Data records
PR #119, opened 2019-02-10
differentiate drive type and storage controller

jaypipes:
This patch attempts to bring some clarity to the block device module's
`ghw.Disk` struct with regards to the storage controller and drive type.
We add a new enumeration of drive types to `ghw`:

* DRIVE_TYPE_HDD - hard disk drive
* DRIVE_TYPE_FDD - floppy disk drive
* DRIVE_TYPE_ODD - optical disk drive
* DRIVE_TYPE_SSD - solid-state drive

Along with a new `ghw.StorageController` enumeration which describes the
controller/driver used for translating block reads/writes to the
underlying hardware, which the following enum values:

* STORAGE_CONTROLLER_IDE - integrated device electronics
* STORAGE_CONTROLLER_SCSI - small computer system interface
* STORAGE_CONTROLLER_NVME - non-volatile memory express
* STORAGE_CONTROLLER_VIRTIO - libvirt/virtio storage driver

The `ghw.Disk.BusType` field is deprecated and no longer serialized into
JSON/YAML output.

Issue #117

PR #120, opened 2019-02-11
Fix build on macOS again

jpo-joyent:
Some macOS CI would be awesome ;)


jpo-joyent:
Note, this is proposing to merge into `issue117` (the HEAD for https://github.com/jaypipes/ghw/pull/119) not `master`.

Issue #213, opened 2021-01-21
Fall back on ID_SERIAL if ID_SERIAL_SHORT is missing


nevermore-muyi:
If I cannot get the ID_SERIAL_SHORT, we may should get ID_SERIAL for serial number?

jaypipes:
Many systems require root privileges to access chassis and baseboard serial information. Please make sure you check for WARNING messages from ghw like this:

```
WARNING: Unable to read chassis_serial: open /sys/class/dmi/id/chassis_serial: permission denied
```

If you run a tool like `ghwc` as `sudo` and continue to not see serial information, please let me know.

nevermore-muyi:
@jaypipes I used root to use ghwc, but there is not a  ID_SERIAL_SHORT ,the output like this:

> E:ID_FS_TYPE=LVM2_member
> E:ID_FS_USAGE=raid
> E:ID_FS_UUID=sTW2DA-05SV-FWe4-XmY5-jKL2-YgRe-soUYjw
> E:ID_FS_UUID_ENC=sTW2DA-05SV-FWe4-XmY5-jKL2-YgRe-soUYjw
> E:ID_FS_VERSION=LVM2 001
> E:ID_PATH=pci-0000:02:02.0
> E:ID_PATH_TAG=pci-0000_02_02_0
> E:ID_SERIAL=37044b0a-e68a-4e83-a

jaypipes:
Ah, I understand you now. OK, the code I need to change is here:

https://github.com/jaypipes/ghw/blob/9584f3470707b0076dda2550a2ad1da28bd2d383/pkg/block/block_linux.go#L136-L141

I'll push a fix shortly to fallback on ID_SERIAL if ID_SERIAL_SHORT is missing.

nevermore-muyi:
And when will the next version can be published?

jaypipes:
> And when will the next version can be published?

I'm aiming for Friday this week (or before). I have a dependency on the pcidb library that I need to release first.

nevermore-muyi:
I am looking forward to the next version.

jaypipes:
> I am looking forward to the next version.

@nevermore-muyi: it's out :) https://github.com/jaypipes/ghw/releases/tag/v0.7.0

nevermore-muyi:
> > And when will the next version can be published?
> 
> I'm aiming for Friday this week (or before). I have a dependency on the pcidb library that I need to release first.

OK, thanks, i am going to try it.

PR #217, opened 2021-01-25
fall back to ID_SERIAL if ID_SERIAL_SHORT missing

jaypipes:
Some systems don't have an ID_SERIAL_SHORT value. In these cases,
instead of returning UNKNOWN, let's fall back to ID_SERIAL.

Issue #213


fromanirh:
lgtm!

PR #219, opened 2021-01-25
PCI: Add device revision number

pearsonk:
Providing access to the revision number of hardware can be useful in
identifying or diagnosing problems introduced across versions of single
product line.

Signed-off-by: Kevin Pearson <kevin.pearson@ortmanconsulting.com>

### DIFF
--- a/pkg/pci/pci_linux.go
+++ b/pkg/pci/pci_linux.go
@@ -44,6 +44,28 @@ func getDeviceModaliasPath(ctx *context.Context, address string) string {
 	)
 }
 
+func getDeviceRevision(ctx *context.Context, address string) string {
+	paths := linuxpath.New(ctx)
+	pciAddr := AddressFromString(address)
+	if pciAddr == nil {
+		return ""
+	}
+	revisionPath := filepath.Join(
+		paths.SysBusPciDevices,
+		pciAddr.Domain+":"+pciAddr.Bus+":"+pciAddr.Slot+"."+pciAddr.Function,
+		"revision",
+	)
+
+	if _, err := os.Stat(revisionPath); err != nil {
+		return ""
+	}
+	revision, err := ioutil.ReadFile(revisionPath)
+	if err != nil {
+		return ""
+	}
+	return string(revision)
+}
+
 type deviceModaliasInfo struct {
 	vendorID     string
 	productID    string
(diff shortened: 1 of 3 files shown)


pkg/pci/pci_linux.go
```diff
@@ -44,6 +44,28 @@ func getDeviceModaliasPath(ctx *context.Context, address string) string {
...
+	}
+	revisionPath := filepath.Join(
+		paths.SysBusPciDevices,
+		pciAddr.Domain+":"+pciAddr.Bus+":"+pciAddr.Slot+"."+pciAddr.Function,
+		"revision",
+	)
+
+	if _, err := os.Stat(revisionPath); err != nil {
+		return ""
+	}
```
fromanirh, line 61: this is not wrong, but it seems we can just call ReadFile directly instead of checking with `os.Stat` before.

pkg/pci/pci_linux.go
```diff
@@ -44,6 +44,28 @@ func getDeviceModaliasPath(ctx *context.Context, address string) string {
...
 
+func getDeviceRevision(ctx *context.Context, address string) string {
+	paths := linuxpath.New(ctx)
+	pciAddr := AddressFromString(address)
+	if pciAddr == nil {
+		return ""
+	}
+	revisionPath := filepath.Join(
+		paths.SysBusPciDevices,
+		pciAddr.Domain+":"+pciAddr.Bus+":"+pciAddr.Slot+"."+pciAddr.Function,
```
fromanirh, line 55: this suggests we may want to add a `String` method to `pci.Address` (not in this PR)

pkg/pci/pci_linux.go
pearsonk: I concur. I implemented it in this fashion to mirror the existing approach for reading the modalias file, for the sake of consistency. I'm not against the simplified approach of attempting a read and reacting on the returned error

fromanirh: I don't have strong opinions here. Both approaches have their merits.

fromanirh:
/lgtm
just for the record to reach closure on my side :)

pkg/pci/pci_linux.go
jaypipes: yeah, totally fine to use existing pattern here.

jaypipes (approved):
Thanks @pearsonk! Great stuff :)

To do
Beginning with the first line above, could you copy every line exactly, up to and including the one with "underlying hardware, which"?

Answer space
PR #119, opened 2019-02-10
differentiate drive type and storage controller

jaypipes:
This patch attempts to bring some clarity to the block device module's
`ghw.Disk` struct with regards to the storage controller and drive type.
We add a new enumeration of drive types to `ghw`:

* DRIVE_TYPE_HDD - hard disk drive
* DRIVE_TYPE_FDD - floppy disk drive
* DRIVE_TYPE_ODD - optical disk drive
* DRIVE_TYPE_SSD - solid-state drive

Along with a new `ghw.StorageController` enumeration which describes the
controller/driver used for translating block reads/writes to the
underlying hardware, which the following enum values:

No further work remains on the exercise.